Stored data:
::::::
PR #915, opened 2026-04-04
refactor: remove SortedMultiVec and use Terminal::SortedMulti

trevarj:
- Utilize the Miniscript parsing to handle sortedmulti as a Terminal.
- Deleted sortedmulti.rs (SortedMultiVec)
- Refactor Wsh to only wrap a Miniscript now that SortedMultiVec isn't used.
- Refactor ShInner to remove SortedMulti variant and only use the Ms variant for
  sortedmulti scripts

--- 

Now that sortedmulti_a is supported as a Terminal, I think it makes sense to
move sortedmulti over in the same way by following what multi does and applying
the sorting functions that were introduced in eba1aff.

Like sortedmulti_a, sortedmulti is sorted upon encoding and cannot be decoded
into from Script.


apoelstra:
(CI is failing because the integration tests don't compile)

Hmmmm, okay, this seems reasonable enough to me. Does Core allow `sortedmulti` in arbitrary positions or only as a top-level descriptor?

trevarj:
> (CI is failing because the integration tests don't compile)
> 
> Hmmmm, okay, this seems reasonable enough to me. Does Core allow `sortedmulti` in arbitrary positions or only as a top-level descriptor?

Working on fixing the integration tests now! Will ping you when it's ready, my bad.

bitcoind-tests/tests/test_desc.rs
```diff
@@ -222,29 +222,15 @@ pub fn test_desc_satisfy(
                 Descriptor::Pkh(pk) => find_sk_single_key(*pk.as_inner(), testdata),
                 Descriptor::Wpkh(pk) => find_sk_single_key(*pk.as_inner(), testdata),
                 Descriptor::Sh(sh) => match sh.as_inner() {
-                    miniscript::descriptor::ShInner::Wsh(wsh) => match wsh.as_inner() {
-                        miniscript::descriptor::WshInner::SortedMulti(ref smv) => {
-                            let ms = Miniscript::from_ast(smv.sorted_node()).unwrap();
```
trevarj, line 230: The key point here was to call `sorted_node()` and now we don't have something so convenient. See the `HACK` in `find_sks_ms`

src/descriptor/mod.rs
```diff
@@ -256,18 +254,31 @@ impl<Pk: MiniscriptKey> Descriptor<Pk> {
...
             Descriptor::Wpkh(ref pk) => PkIter::from_key(pk.as_inner().clone()),
             Descriptor::Sh(ref sh) => match *sh.as_inner() {
-                ShInner::Wsh(ref wsh) => match wsh.as_inner() {
-                    WshInner::SortedMulti(ref sorted) => PkIter::from_sortedmulti(sorted.pks()),
-                    WshInner::Ms(ref ms) => PkIter::from_miniscript_segwit(ms),
-                },
+                ShInner::Wsh(ref wsh) => {
+                    let ms = wsh.as_inner();
+                    if let Terminal::SortedMulti(ref thresh) = ms.node {
+                        PkIter::from_sortedmulti(thresh.data())
```
trevarj: Cannot call `thresh.into_sorted_bip67()` due to lacking `ToPublicKey` on `Pk` here. ~It would clean up the integration test changes (`HACK`)~. I'm sure it would be useful for users as well.

src/descriptor/mod.rs
```diff
@@ -2698,4 +2721,26 @@ pk(03f28773c2d975288bc7d1d205c3748651b075fbc6610e58cddeeddf8f19405aa8))";
             );
         }
     }
+
+    #[test]
+    fn too_many_pubkeys_for_p2sh() {
```
trevarj, line 2892: FYI: migrated from deleted `sortedmulti.rs` file.

src/descriptor/segwitv0.rs
```diff
@@ -189,9 +154,10 @@ impl<Pk: MiniscriptKey + ToPublicKey> Wsh<Pk> {
     where
         S: Satisfier<Pk>,
     {
-        let mut witness = match self.inner {
-            WshInner::SortedMulti(ref smv) => smv.satisfy(satisfier)?,
-            WshInner::Ms(ref ms) => ms.satisfy_malleable(satisfier)?,
+        let mut witness = if let Terminal::SortedMulti(..) = self.ms.node {
```
trevarj: All the `if let Terminal::SortedMulti(..)`'s are kind of bothering me.

Does it make sense to add a function on Miniscript called `is_sortedmulti()` or something?

trevarj:
@apoelstra did a self-review with some questions. Let me know what you think, thanks!

bitcoind-tests/tests/test_desc.rs
apoelstra: Interesting. So, the issue is that we want to get all the keys in the descriptor, *in the order they'd be needed*, and we're using `pk_iter` for this. Since `pk_iter` can't sort the keys, we have to sort them after the fact.

This is a bit of a weird thing to desire -- does this test actually fail without this? It seems like we never use the ordering of `sks_reqd`. In fact, we *lose* the ordering because we iterate over it, produce signatures, then stick them into the `BTreeMap` `psbt.inputs[0].partial_sigs`.

Also, since #910 I think the logic in this example is actually wrong, or at least inconsistent -- it would sort `sortedmulti` but not `sortedmulti_a`. And your hack doesn't change this.

So can we just drop the sortedmulti logic here and treat sortedmulti like multi?

src/descriptor/mod.rs
apoelstra: Right -- I get the desire that `pk_iter` return the keys in the correct order. But as you note, without a `ToPublicKey` bound, we don't actually know the correct order (and the user might not either, e.g. if there are wildcards in the keys).

We also can't make this do the right thing for `ToPublicKey` keys because Rust lacks specialization. (There are **tons** of places in this crate where we suffer from this, and you'll find that if you keep trying to clean stuff up, you will run into missing language features basically every single time.)

I think we need to just live with this.

apoelstra:
816620a564e83fcaefbb249903c40c6c6e4ff81c needs rebase

src/descriptor/segwitv0.rs
apoelstra: Probably yes, but I'm curious what the heck is going on here. Why are we calling the non-malleable satisfier for sortedmultis? (What I suspect is: the old `SortedMultiVec` type had a `satisfy` method but no `satisfy_malleable` method, presumably because for multisigs, malleability is irrelevant. We needed to branch because `SortedMultiVec` is a distinct type, and then the branch wound up looking sus with one side saying `satisfy` and the other side saying `satisfy_malleable`, just because of this API gap.)

SO I think that in this PR, we just always want to call `self.ms.satisfy_malleable`, and not branch at all.

apoelstra:
f9d0bddd0295a7425f65c04546edd0da577380fd needs rebase

src/descriptor/mod.rs
trevarj: > There are tons of places in this crate where we suffer from this, and you'll find that if you keep trying to clean stuff up, you will run into missing language features basically every single time.

@apoelstra don't worry, in 2035 when specialization stabilizes we can get to it!

src/descriptor/segwitv0.rs
trevarj: I based it off of this, which is from the deleted `SortedMultiVec`.

```diff
-    /// Attempt to produce a satisfying witness for the
-    /// witness script represented by the parse tree
-    pub fn satisfy<S>(&self, satisfier: S) -> Result<Vec<Vec<u8>>, Error>
-    where
-        Pk: ToPublicKey,
-        S: Satisfier<Pk>,
-    {
-        let ms = Miniscript::from_ast(self.sorted_node()).expect("Multi node typecheck");
-        ms.satisfy(satisfier)
```

> We needed to branch because SortedMultiVec is a distinct type, and then the branch wound up looking sus with one side saying satisfy and the other side saying satisfy_malleable, just because of this API gap.

I don't think I could have guessed that lol...trusting you and changing to only call `satisfy_malleable`

src/miniscript/iter.rs
```diff
@@ -29,7 +29,13 @@ impl<Pk: MiniscriptKey, Ctx: ScriptContext> Miniscript<Pk, Ctx> {
...
     pub fn branches(&self) -> Vec<&Miniscript<Pk, Ctx>> {
         match self.node {
-            Terminal::PkK(_) | Terminal::PkH(_) | Terminal::RawPkH(_) | Terminal::Multi(_) => {
+            Terminal::PkK(_)
+            | Terminal::PkH(_)
+            | Terminal::RawPkH(_)
+            | Terminal::Multi(_)
+            | Terminal::SortedMulti(_)
+            | Terminal::MultiA(_)
+            | Terminal::SortedMultiA(_) => {
```
trevarj, line 38: Saw SortedMultiA was also missing from this.

src/miniscript/iter.rs
```diff
@@ -96,6 +102,7 @@ impl<Pk: MiniscriptKey, Ctx: ScriptContext> Miniscript<Pk, Ctx> {
         match (&self.node, n) {
             (Terminal::PkK(key), 0) | (Terminal::PkH(key), 0) => Some(key.clone()),
             (Terminal::Multi(thresh), _) => thresh.data().get(n).cloned(),
+            (Terminal::SortedMulti(thresh), _) => thresh.data().get(n).cloned(),
```
trevarj, line 105: I missed this on the first iteration since type-driven development failed me with the `_ => ` fallback.

@apoelstra It resolves the `HACK` that was mentioned in [this comment](https://github.com/rust-bitcoin/rust-miniscript/pull/915/changes#r3058554938).

src/miniscript/mod.rs
```diff
@@ -648,7 +660,9 @@ impl<Pk: MiniscriptKey, Ctx: ScriptContext> ForEachKey<Pk> for Miniscript<Pk, Ct
                 }
                 // These branches cannot be combined since technically the two `thresh`es
                 // have different types (have different maximum values).
-                Terminal::Multi(ref thresh) if !thresh.iter().all(&mut pred) => {
+                Terminal::Multi(ref thresh) | Terminal::SortedMulti(ref thresh)
+                    if !thresh.iter().all(&mut pred) =>
+                {
```
trevarj, line 665: After rebasing one of the tests from 1062144 caught that I missed this! Thanks @febyeji

febyeji: Great!

src/miniscript/context.rs
febyeji: `Terminal::SortedMulti(ref thresh)` falls through `_ => Ok(())`, skipping the compressed-key check.

febyeji: I think `Terminal::SortedMulti(...)` should lead to `Err(ScriptContextError::TaprootMultiDisabled)` as well.

febyeji: `Terminal::SortedMulti(ref thresh)` too?

febyeji: `Terminal::SortedMulti(ref thresh)` misses the `n   <= 3` non-standard check.

src/descriptor/sh.rs
```diff
@@ -129,7 +123,7 @@ impl<Pk: MiniscriptKey> Sh<Pk> {
     pub fn new_sortedmulti(thresh: Threshold<Pk, MAX_PUBKEYS_PER_MULTISIG>) -> Result<Self, Error> {
         // The context checks will be carried out inside new function for
```
febyeji: The comment looks stale now because `SortedMultiVec` is no longer used. (Same at L152)

febyeji (changes requested):
I left a couple of comments. One on missing `SortedMulti` arms in `context.rs` and one stale comment nit.

trevarj:
> I left a couple of comments. One on missing `SortedMulti` arms in `context.rs` and one stale comment nit.

Thanks again, @febyeji ! Can't believe I missed so many match arms 😞

src/descriptor/mod.rs
apoelstra: In a65deea53871b032a8490e238f4b5f15679170cb:

Here, and below, you can just delete the `from_sortedmulti` method and get rid of this branch. It is now covered by the `from_miniscript_*` methods.

src/descriptor/mod.rs
```diff
@@ -313,18 +324,29 @@ impl<Pk: MiniscriptKey> Descriptor<Pk> {
             Descriptor::Pkh(ref _pkh) => DescriptorType::Pkh,
             Descriptor::Wpkh(ref _wpkh) => DescriptorType::Wpkh,
             Descriptor::Sh(ref sh) => match sh.as_inner() {
-                ShInner::Wsh(ref wsh) => match wsh.as_inner() {
-                    WshInner::SortedMulti(ref _smv) => DescriptorType::ShWshSortedMulti,
-                    WshInner::Ms(ref _ms) => DescriptorType::ShWsh,
-                },
+                ShInner::Wsh(ref wsh) => {
+                    if let Terminal::SortedMulti(..) = wsh.as_inner().node {
+                        DescriptorType::ShWshSortedMulti
```
apoelstra, line 309: In a65deea53871b032a8490e238f4b5f15679170cb:

As a followup let's maybe delete this from `DescriptorType` since it's no longer a distinct kind of descriptor. But let's not do it here since it'd be an API-breaking change and I'm not certain that we want to do it.

apoelstra:
Done reviewing a65deea53871b032a8490e238f4b5f15679170cb. All good except the iterpk thing. Frustrating how many `match`es there are in this crate that have `_` fields. In general it seems super hard to find them all.

apoelstra:
Nice :) great to see such a red diff.

apoelstra (approved):
ACK 01d25c17457d5025abc7ea6f82def05eceefb9b6; successfully ran local tests

src/miniscript/satisfy.rs
```diff
@@ -1478,7 +1478,7 @@ impl<Pk: MiniscriptKey + ToPublicKey> Satisfaction<Placeholder<Pk>> {
                     thresh_fn(thresh, stfr, root_has_sig, leaf_hash, min_fn)
                 }
             }
-            Terminal::Multi(ref thresh) => {
+            Terminal::Multi(ref thresh) | Terminal::SortedMulti(ref thresh) => {
```
apoelstra, line 1481: Oops, I missed this -- in this case we need to change the logic. In `SortedMultiA` we have special logic to sort keys, but in `SortedMulti` we don't.

We should also add a test case for this.

apoelstra: I will fix this in #895 -- though if you have an earlier fix I'd appreciate since that PR is likely to be in limbo for at least several more weeks.

trevarj: Yes, big oversight on my part...I will fix that and a test. I guess we test it in the bitcoind tests but not using our own satisfier.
::::::
▸ What to work on
Look over the records. Copy the lines that include the word "SortedMultiA".

▸ Response
+            | Terminal::SortedMultiA(_) => {
trevarj, line 38: Saw SortedMultiA was also missing from this.
apoelstra, line 1481: Oops, I missed this -- in this case we need to change the logic. In `SortedMultiA` we have special logic to sort keys, but in `SortedMulti` we don't.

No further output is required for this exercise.